When my corn snakes were just babies, I had them sexed by a local reptile shop. While the guy is sexing the snakes, he was talking to someone else. During their conversation he states "yea, sometimes I don't know the answer, so I just make stuff up." I'm thinking....great. This guy is sexing my snakes and for all I know, he's just making it up. So I had plans to bring them back to be sexed on a day he wasn't working. Fastforward over a year and I finally have a chance to bring them in.
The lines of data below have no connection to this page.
PR #446, opened 2020-10-02
Maintenance of ldmsd tests that use python scripts

narategithub:
Maintenance of ldmsd tests that use python scripts due to the change of python2->python3 and xprt.connect() interface change. Also fix bugs found along the way.


narategithub:
@tom95858 @nichamon FYI, the change in `ldmsd_controller`:
- only affect the `--debug` mode to raise the exception and making it easier to debug, and
- a python3-ify in `greeting` (a test command) handler

ldms/src/ldmsd/ldmsd_request.c
```diff
@@ -5050,7 +5050,7 @@ static int __greeting_path_req_handler(ldmsd_req_ctxt_t reqc)
 		attr.attr_len = strlen(myself);
 		ldmsd_hton_req_attr(&attr);
 		ldmsd_append_reply(reqc, (char *)&attr, sizeof(attr), LDMSD_REQ_SOM_F);
-		ldmsd_append_reply(reqc, myself, strlen(myself), 0);
+		ldmsd_append_reply(reqc, myself, strlen(myself)+1, 0);
```
nichamon, line 5053: Why do you +1 here?

narategithub: so that the content is terminated by `'\0'`. Otherwise, the next level ldmsd will have to add `'\0'` before adding its name to the reply.

tom95858: pls. make certain that the ldms_ctxt_alloc takes that into account.

narategithub: I'm confused. This is in `greeting` request message handler in ldmsd.

PR #1857, opened 2025-07-15
Remove LDMS_MSG_LAST and LDMS_MSG_EVENT_LAST

nick-enoent:
Add ldms_msg_publish and ldms_msg_subscribe command

### DIFF
--- a/ldms/src/core/ldms.c
+++ b/ldms/src/core/ldms.c
@@ -6132,9 +6132,9 @@ const char *ldms_msg_type_sym(ldms_msg_type_t t)
 		[LDMS_MSG_AVRO_SER] = "LDMS_MSG_AVRO_SER",
 	};
 
-	if (t < LDMS_MSG_LAST)
+	if (t <= LDMS_MSG_AVRO_SER)
 		return tbl[t];
-	return "UNKNOWN";
+	assert(NULL=="Invalid ldms_msg type");
 }
 
 const char *ldms_msg_event_type_sym(enum ldms_msg_event_type t)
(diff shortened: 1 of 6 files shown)


baallan:
Why do we need to get rid of these? Do we have something against writing iterations over these enums with an endpoint that doesn’t change even if the enum expands? @nick-enoent

baallan:
> Why do we need to get rid of these? Do we have something against writing iterations over these enums with an endpoint that doesn’t change even if the enum expands? @nick-enoent

If the issue is extra cases, the fix for that is enum element x_last=x_avro and document x last is sentinel that changes to new final value when enum expands.

tom95858:
> Why do we need to get rid of these? Do we have something against writing iterations over these enums with an endpoint that doesn’t change even if the enum expands? @nick-enoent

Because it forces the programmer to add cases to their switch statements for events that will never occur to avoid the 'missing enum in switch statement' warnings. Specifically,

``` C
switch (ev->data) {
    ...
    case LDMS_MSG_EVENT_LAST:   /* By the way this can never occur */
        break;
}
```

If you feel strongly that we should have these, then we could add something like this:

``` C
enum ldms_msg_event_e {
    ...
    LDMS_MSG_EVENT_WHICHEVER_EVENT_IS_LAST,
    LDMS_MSG_EVENT_LAST = LDMS_MSG_EVENT_WHICHEVER_EVENT_IS_LAST
};
```

nick-enoent:
> Why do we need to get rid of these? Do we have something against writing iterations over these enums with an endpoint that doesn’t change even if the enum expands? @nick-enoent

LDMS_MSG_LAST is not a type that's used, and LDMS_MSG_EVENT_LAST is not an event that will occur. They also require additional cases in switch statements that utilize the ldms_msg protocol.

ldms/src/core/ldms.c
```diff
@@ -6145,9 +6145,10 @@ const char *ldms_msg_event_type_sym(enum ldms_msg_event_type t)
 		[LDMS_MSG_EVENT_SUBSCRIBE_STATUS] =
 			"LDMS_MSG_EVENT_SUBSCRIBE_STATUS",
 		[LDMS_MSG_EVENT_UNSUBSCRIBE_STATUS] =
-			"LDMS_MSG_EVENT_UNSUBSCRIBE_STATUS",
+			"LDMS_MSG_EVENT_UNSUBSCRIBE_STATUS"
 	};
-	if (t < LDMS_MSG_EVENT_LAST)
+	if (t <= LDMS_MSG_EVENT_CLIENT_CLOSE) {
```
tom95858, line 6150: @nick-enoent please change this to:
```C
if (t < sizeof(tbl) / sizeof(tbl[0])) {
```
If we do it that way, we'll never need to change this code if we add another event.

PR #1868, opened 2025-07-23
Disable the ldms_msg API by default

tom95858:
This change adds a new command 'msg_enable' that will enable the LDMS message service. It also changes the behavior in that the msg service can be enabled after it has been disabled. This used to be prohibited, however, the service is now disabled by default, therefore it must be permitted to enable the disabled message service.

Also added are configuration MSG_ENABLE_REQ and API ldms_msg_enable() and associated logic.

The msg_stats and msg_client_stats commands will not return data when the service is disabled and instead report an error indicating the the LDMS message service is disabled.


tom95858:
@morrone could you take a quick spin through this and make certain we've got everything we think we need?

morrone:
> @morrone could you take a quick spin through this and make certain we've got everything we think we need?

Looks reasonable to me.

Now the guy before was popping them and gave me the sexes of...

Anery - Female
Amel - Female
Snow - Male
Normal - Female

I took them back and had a different person sex them (he no longer works there) and she probed. Her results were...

Anery - Female
Amel - Male
Snow - Female
Normal - Male

I plan on getting my own probe set at the next reptile show if they have them available and sex these guys myself. What is the standard number of scales when probing that indicate a male or female? How reliable is this? I've used tail tapering to sex corn snakes before. It was later confirmed with probing. An example is my adult snow corn. When I bought her the guy said she was too small to sex and to come back later. Several months later I had her popped and probed and he said its possible she was a female but he couldn't be certain because she went to a certain number of scales (for the life of me I can't remember). He said to watch her tail and see how it tapers. As she grew her tail tapered very quickly so she was guessed to be female. Later she was probed again and the man confirmed she was female. Again, I do not know how many scales but I remember that he stated when she was younger and was probed, it went in to the length that is directly at the upper range for females and lower range for males so he couldn't be certain.